'''
Issue #295, opened 2021-10-07
bls12: add addition chain for Fp inversion


armfazh:
add addition chain for Fp inversion

PR #296, opened 2021-10-08
bls12: addition chain for inversion in Fp

armfazh:
Using special addition chain for inversion in Fp.

Chain was found using [mmcloughlin/addchain](https://github.com/mmcloughlin/addchain/tree/v0.3.0) v0.3.0 
McLoughlin, Michael Ben. (2021). https://doi.org/10.5281/zenodo.4758226

```
benchmark               old ns/op     new ns/op     delta
BenchmarkFp12/Inv-8     112649        89706         -20.37%
BenchmarkFp2/Inv-8      95025         68185         -28.25%
BenchmarkFp6/Inv-8      100276        73924         -26.28%
BenchmarkFp/Inv-8       100091        70305         -29.76%
```

cc: @mmcloughlin


armfazh:
Fixes #295

PR #300, opened 2021-10-26
oprf: updates test vectors to draft voprf-v8

armfazh:
Compatible with https://datatracker.ietf.org/doc/html/draft-irtf-cfrg-voprf-08


lukevalenta (approved):
LGTM! Confirmed that text vectors match https://datatracker.ietf.org/doc/html/draft-irtf-cfrg-voprf-08#appendix-A.

PR #301, opened 2021-11-03
group: add SetUint64 method to Group.Scalar.

armfazh:


chris-wood (approved):

group/ristretto255.go
```diff
@@ -145,6 +146,8 @@ func (e *ristrettoElement) UnmarshalBinary(data []byte) error {
 	return e.p.UnmarshalBinary(data)
 }
 
+func (s *ristrettoScalar) SetUint64(n uint64) { s.s.SetBigInt(new(big.Int).SetUint64(n)) }
```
'''
_Exercise directions_. Each line of the material above that contains the word "ietf" counts once; report the total and nothing else.

_Exercise response_. 2